◆ Problem:
Take every line containing "unknownFields" out of the records.

◆ Material provided:
———
PR #210, opened 2026-03-19
multi: split VTXO descriptors from tree signers

ellemouton:
## Summary

Previously the client reused the MuSig2 tree-signing key as the VTXO
owner key in saved descriptors. When operator terms rotated and a new
signing session was needed, the stored VTXO referenced a stale key
that could not spend the output locked to the actual owner key,
making the VTXO unspendable.

This violated the Ark spec (ARK-01, ARK-02) which **mandates** key
separation:

> Signing keys **MUST be different from VTXO ownership keys.**
> They **MUST use different derivation paths** to ensure separation.
> — ARK-01 "Key Separation", ARK-02 "VTXT Signing Keys"

The spec defines three distinct key roles:

| Spec key | Implementation | Role |
|----------|---------------|------|
| `P_v` (VTXO ownership key) | `OwnerKey` (family 44) | Committed to VTXO tapscript. Long-lived. |
| `P_o` (operator key) | `OperatorKey` | Collaborative spend cosigner. |
| `P_s` (signing key) | `SigningKey` (`KeyFamilyMultiSig`) | MuSig2 tree signing. Ephemeral per round. |

### Commit 1: `multi: separate VTXO owners from tree cosigners`

Core bug fix — stops storing the signing key as the VTXO owner key.

- Derive a dedicated owner key (family 44, `VTXOOwnerKeyFamily`)
  committed to the VTXO taproot output script.
- Change `VTXORequest.ClientKey` from `*btcec.PublicKey` to
  `keychain.KeyDescriptor` so the key locator survives persistence.
- Add `OwnsClientKey` flag so the client only persists VTXOs it
  owns, allowing co-signing for foreign recipients.
- Rename `buildClientVTXOs` → `buildOwnedClientVTXOs` with
  ownership filter.
- Extend DB schema with `client_key_family`, `client_key_index`,
  `owns_client_key` columns.

### Commit 2: `multi: restructure VTXO types and derive signing keys in FSM`

Structural cleanup and type safety improvements.

**Tree layer:**
- Rename `LeafDescriptor.CoSignerKey` → `SigningKey`.
- Add `OwnerKey`, `OperatorKey`, `ExitDelay`, `SigningKey` to
  `VTXODescriptor`.

**Rename `ClientKey` → `OwnerKey`** across all types:
- `VTXORequest`, `ClientVTXO`, `vtxo.Descriptor`,
  `wallet.VTXODescriptor`.
- `OwnsClientKey` → `IsOwner`.

[...]

PR #219, opened 2026-03-24
multi: implement in-round directed VTXO sends

ellemouton:
## Summary

Replaces #176.

Implements in-round directed sends through `SendVTXO`, built on the
key-separation foundation from #210.

Instead of the old approach that mixed directed send with the OOR spend
path, directed send uses the cooperative admission model:

- The wallet asks the VTXO manager to atomically select and reserve
  inputs for cooperative use (`SelectAndReserveForfeitRequest`)
- Selected VTXOs enter `PendingForfeitState`
- The wallet builds an `IntentPackage` with forfeits + recipient
  VTXOs + change VTXO
- The round actor registers the intent and immediately triggers
  registration with the server

### Key differences from #176

- **PkScript derived correctly**: recipient VTXO output scripts are
  derived from the VTXO descriptor (`ownerKey + operatorKey + exitDelay`),
  not plain BIP-86 P2TR. This is done in the wallet where operator terms
  are available.
- **Consistent OwnerKey semantics**: `SendRecipient` carries the raw
  x-only `OwnerKey`. Only pubkey destinations are supported (address
  and pk_script are rejected since they don't provide the untweaked key
  needed for VTXO construction).
- **Ownership filtering via #210**: recipient VTXOs set `IsOwner=false`
  so `buildOwnedClientVTXOs` skips them — the sender doesn't persist or
  manage recipient VTXOs.
- **No signing keys in wallet**: signing keys are left empty in
  `VTXORequest` — the round FSM derives them per #210.
- **Tracking deferred**: round key tracking, `TriggerRegistration` RPC,
  and temp key preservation from #176 are deferred to a follow-up issue.
  The send flow works without them.

## Commits

1. `actormsg: add SelectAndReserveForfeitRequest types`
2. `vtxo: add atomic forfeit selection to manager`
3. `wallet: add SendVTXOsRequest message types`
4. `wallet: implement handleSendVTXOs for directed send`
5. `daemonrpc: add change_amount_sat and selected_count to SendVTXOResponse`
6. `darepod: implement SendVTXO RPC for directed sends`
7. `round: auto-trigger registration after directed send intent`

## Testing

- `go test ./vtxo/ ./wallet/ ./darepod/` — all pass
- Server-side itest: `TestDirectedSendIntegration` (in companion PR)
  exercises the full flow: alice boards, sends 30k to bob, round
  completes, alice has correct change VTXO

## Companion PR

Server-side itest: lightninglabs/darepo#TBD

### DIFF
--- a/daemonrpc/daemon.pb.go
+++ b/daemonrpc/daemon.pb.go
@@ -1427,8 +1427,14 @@ type SendVTXOResponse struct {
 	// total_amount_sat is the total amount being sent (sum of
 	// recipients).
 	TotalAmountSat int64 `protobuf:"varint,3,opt,name=total_amount_sat,json=totalAmountSat,proto3" json:"total_amount_sat,omitempty"`
-	unknownFields  protoimpl.UnknownFields
-	sizeCache      protoimpl.SizeCache
+	// change_amount_sat is the change returned to the sender. Zero if
+	// the selected VTXOs exactly covered the total.
+	ChangeAmountSat int64 `protobuf:"varint,4,opt,name=change_amount_sat,json=changeAmountSat,proto3" json:"change_amount_sat,omitempty"`
+	// selected_count is the number of VTXOs selected as inputs for
+	// this send.
+	SelectedCount int32 `protobuf:"varint,5,opt,name=selected_count,json=selectedCount,proto3" json:"selected_count,omitempty"`
+	unknownFields protoimpl.UnknownFields
+	sizeCache     protoimpl.SizeCache
 }
 
 func (x *SendVTXOResponse) Reset() {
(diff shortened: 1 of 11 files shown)


Roasbeef:
## Updated: Why LND passes but btcwallet/lwwallet fail

### Primary blocker: `FinalizePsbt` empty account name

All three wallet adapters pass `""` to `btcwallet.FinalizePsbt()`:
- `lwwallet/wallet.go:193`: `w.BtcWallet.FinalizePsbt(packet, "")`
- `darepod/server.go:3460`: `w.Wallet.BtcWallet.FinalizePsbt(packet, "")`

**LND works** because its gRPC `WalletKit.FinalizePsbt` internally maps `""` → `"default"` account. The direct btcwallet Go API treats `""` as a literal lookup and returns "account name '' not found".

**Fix**: Pass `"default"` (`lnwallet.DefaultAccountName`) instead of `""`.

### Secondary: Wallet UTXO sync timing

The tests call `h.FundClientWallet()` which sends coins + generates 6 blocks. LND sees them instantly (same bitcoind, sync). btcwallet (neutrino) and lwwallet (Esplora poller) have async sync — the UTXOs may not be visible when CPFP broadcast fires.

### Tertiary: Boarding address race (btcwallet only)

btcwallet's deferred wallet init means the boarding address may not be persisted before the test queries it.

Full investigation in `debug-progress.md` on the branch.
———
◆ Result for this exercise:
-	unknownFields  protoimpl.UnknownFields
+	unknownFields protoimpl.UnknownFields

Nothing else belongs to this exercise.